Task to carry out: Return only those lines of the listing that hold the word "requirements".
Provided data section start
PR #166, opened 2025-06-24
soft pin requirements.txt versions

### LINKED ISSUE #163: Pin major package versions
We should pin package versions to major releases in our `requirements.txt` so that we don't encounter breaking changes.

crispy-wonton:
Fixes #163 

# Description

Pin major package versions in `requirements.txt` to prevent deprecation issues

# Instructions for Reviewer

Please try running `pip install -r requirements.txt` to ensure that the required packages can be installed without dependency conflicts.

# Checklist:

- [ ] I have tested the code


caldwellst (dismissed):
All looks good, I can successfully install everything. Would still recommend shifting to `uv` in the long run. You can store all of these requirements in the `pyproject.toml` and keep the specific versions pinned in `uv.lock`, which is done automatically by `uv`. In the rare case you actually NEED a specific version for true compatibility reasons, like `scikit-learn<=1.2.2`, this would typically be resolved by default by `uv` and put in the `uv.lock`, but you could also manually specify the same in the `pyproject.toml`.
Provided data section end
Written solution:
soft pin requirements.txt versions
We should pin package versions to major releases in our `requirements.txt` so that we don't encounter breaking changes.
Pin major package versions in `requirements.txt` to prevent deprecation issues
Please try running `pip install -r requirements.txt` to ensure that the required packages can be installed without dependency conflicts.
All looks good, I can successfully install everything. Would still recommend shifting to `uv` in the long run. You can store all of these requirements in the `pyproject.toml` and keep the specific versions pinned in `uv.lock`, which is done automatically by `uv`. In the rare case you actually NEED a specific version for true compatibility reasons, like `scikit-learn<=1.2.2`, this would typically be resolved by default by `uv` and put in the `uv.lock`, but you could also manually specify the same in the `pyproject.toml`.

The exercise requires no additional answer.